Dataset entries
--- START ---
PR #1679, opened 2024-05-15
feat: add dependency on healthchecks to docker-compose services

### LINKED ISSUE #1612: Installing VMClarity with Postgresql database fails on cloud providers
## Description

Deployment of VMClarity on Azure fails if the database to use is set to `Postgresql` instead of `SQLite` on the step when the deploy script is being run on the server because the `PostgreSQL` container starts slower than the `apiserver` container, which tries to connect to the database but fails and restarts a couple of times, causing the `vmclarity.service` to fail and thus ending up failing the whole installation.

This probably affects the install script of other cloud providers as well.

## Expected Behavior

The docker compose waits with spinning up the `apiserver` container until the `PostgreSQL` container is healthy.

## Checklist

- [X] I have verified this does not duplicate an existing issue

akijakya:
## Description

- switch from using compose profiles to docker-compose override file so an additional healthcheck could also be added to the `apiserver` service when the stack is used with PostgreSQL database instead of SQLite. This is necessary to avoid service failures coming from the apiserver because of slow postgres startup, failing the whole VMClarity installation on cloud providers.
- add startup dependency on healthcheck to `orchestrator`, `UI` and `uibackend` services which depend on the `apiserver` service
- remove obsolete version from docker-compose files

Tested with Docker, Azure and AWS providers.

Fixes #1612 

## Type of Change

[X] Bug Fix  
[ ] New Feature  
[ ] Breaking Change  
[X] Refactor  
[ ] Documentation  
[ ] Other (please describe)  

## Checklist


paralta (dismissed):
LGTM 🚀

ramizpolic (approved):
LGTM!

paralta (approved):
--- END ---
> About this exercise:
Look for the line with "[X] Bug Fix" in the records above. Repeat it and each line after it exactly.

> Response:
[X] Bug Fix  
[ ] New Feature  
[ ] Breaking Change  
[X] Refactor  
[ ] Documentation  
[ ] Other (please describe)  

## Checklist


paralta (dismissed):
LGTM 🚀

ramizpolic (approved):
LGTM!

paralta (approved):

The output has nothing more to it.